Salaried employees get several benefits under Sections 80C, 80D, 80G and others. While the Section 80C exemption of Rs 1.5 lakh focuses on provident fund and other investments and insurance policies, the other sections provide benefits such as house rent allowance, leave travel allowance, conveyance, medical and others. Experts say employees, typically, trip on the 80C portion. “A lot of salaried tax payers make the mistake of not counting their Employees’ Provident Fund (EPF) contributions under the Section 80C benefit. Also, look at insurance needs and home loan deductions before investing afresh in buying other products,” says Deepesh Raghaw, founder, PersonalFinancePlan.in. If you are an investor in the National Pension System, you can declare another Rs 50,000 for exemption under Section CCD. 

Health benefits

This is another area where you can fall short. Besides the medical reimbursement, tax-free up to Rs 15,000, there are health insurance benefits under Section 80D. Under this, you can claim Rs 25,000 exemption on premium for self, spouse, child and parents. If the parents are above 60 years, there is an additional exemption limit of Rs 35,000. In total, you can save up to Rs 60,000 if you have bought policies. 

Loan repayment

There are twin benefits — principal repayment can be claimed under Section 80C and an additional Rs 2 lakh under Section 24B. For a couple, who are joint owners of a property, the interest benefit can be a good Rs 5 lakh annually. If you have an educational loan, the entire interest repayment is available for deduction under Section 80E but there is no benefit of repayment on the principal amount. 

These are the major benefits you can get from the income-tax department. Submitting proper documents to the HR department will save you significant amounts of money. If you are able to take advantage of all these exemptions, you will get tax benefits up to Rs 7 lakh. This will include the basic exemption limit of Rs 2.5 lakh. If you are giving documentation of house rent allowance, leave travel allowance and others, the benefits could be substantially more. 

How to decide on investments 

Usually, many investors fall short on the 80C requirements. Financial planning comes into play in which goals and investments have to be matched. 

Up to five years: If you require funds within five years, the National Savings Certificate (NSC) or a five-year Post Office Time Deposits are good options. NSC currently offers eight per cent annually, while a Post Office Time Deposit offers 7.8 per cent. Bank FDs of five years also offer tax exemption under Section 80C. As these are fixed income investments, those who have a surplus only for tax-saving investments can look at them. 

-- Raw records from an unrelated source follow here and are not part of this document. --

PR #7733, opened 2025-08-06
fix(global): set color-scheme light by default

### LINKED ISSUE #7720: Bug - Checkbox - dark background without .pf-v6-theme-dark when "color-scheme" meta tag is used
**Describe the problem**
This is an issue with 
- [ ] Patternfly 5  
- [x] Patternfly 6  
- [ ] other

See https://developer.mozilla.org/en-US/docs/Web/HTML/Reference/Elements/meta/name/color-scheme

Summary: A website which supports light and dark themes is suggested to have in its `<head>`

```html
<meta name="color-scheme" content="light dark" />
```

If the user's system has a preference for dark theme, the presence of the tag above will automatically set the CSS `color-scheme: dark` on every component. However, Patternfly's default theme is light (true when the class `pf-v6-theme-dark` is _not_ applied to `html`).

The `color-scheme: dark` style will cause checkboxes (and possibly other input elements) to have a dark background when unchecked. This looks ugly against Patternfly's default light theme.

Create a new minimal Patternfly project, e.g.

```html
<!DOCTYPE html>
<html lang="en">
	<head>
		<meta charset="UTF-8" />
		<meta name="viewport" content="width=device-width, initial-scale=1.0" />
		<meta name="color-scheme" content="light dark" />
		<title>Just a Checkbox</title>
	</head>
	<body>
		<div id="app"></div>
		<script type="module" src="/src/index.tsx"></script>
	</body>
</html>
```

```jsx
import "@patternfly/react-core/dist/styles/base.css";
import { Page, Checkbox, PageSection } from "@patternfly/react-core";

export function App() {
	return (
		<Page>
			<PageSection>
				<Checkbox id="checkbox" />
			</PageSection>
		</Page>
	);
}
```

**Expected behavior**

Checkbox and page is in light theme

Image

No

**Screenshots**

Actual behavior:

Image

**What is your environment?**

Tested on Chromium, Firefox, and on iOS.

Unimportant, but sure: https://github.com/FNNDSC/orthanc-patient-list/, next week

**Any other information?**

Workaround (and possibly a fix):

```css
html:not(.pf-v6-theme-dark) input {
	color-scheme: light;
}
```

mcoker:
fixes https://github.com/patternfly/patternfly/issues/7720

Since designs intent for default theme is a light theme, and we set `color-scheme` explicitly in the CSS in dark theme, this seems like a safe update to make.

Though ultimately for the type of issue reported in https://github.com/patternfly/patternfly/issues/7720, I'd recommend just not including the `<meta>` tag.

### DIFF
--- a/src/patternfly/base/normalize.scss
+++ b/src/patternfly/base/normalize.scss
@@ -122,6 +122,10 @@
     cursor: pointer;
   }
 
+  :where(:root) {
+    color-scheme: light;
+  }
+
   :where(.pf-v6-theme-dark) {
     color-scheme: dark;
   }


srambach (approved):
Seems safe to me.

More than five years: Those whose have an investment time frame of more than five years and have other investments can look at an equity-linked savings scheme (ELSS). These funds have a three-year lock-in period. “Since there is evidence that ELSS funds do not give good returns after merely three years, it is advisable to remain invested for longer. It is also suitable for people who can weather volatility,’’ says Deepali Sen, founder, Srujan Financial Advisors. But, be aware that the lock-in period of ELSS takes away the flexibility of withdrawing from equities if the market is not performing well, adds Vaibhav Sankla, director, H&R Block India.

Ten years or more: For long-term investments, Public Provident Fund (PPF), currently offers eight per cent annually, is a good option but it has a lock-in of 15 years. The biggest advantage of PPF is it is EEE (Exempt-Exempt-Exempt). However, the rate is subject to change every quarter. Another option is systematic investment plans in equities, which have given good returns over longer periods. It is advisable to avoid traditional insurance plans like endowment and money-back policies and unit-linked insurance plans, even though they offer tax exemption because of the high cost.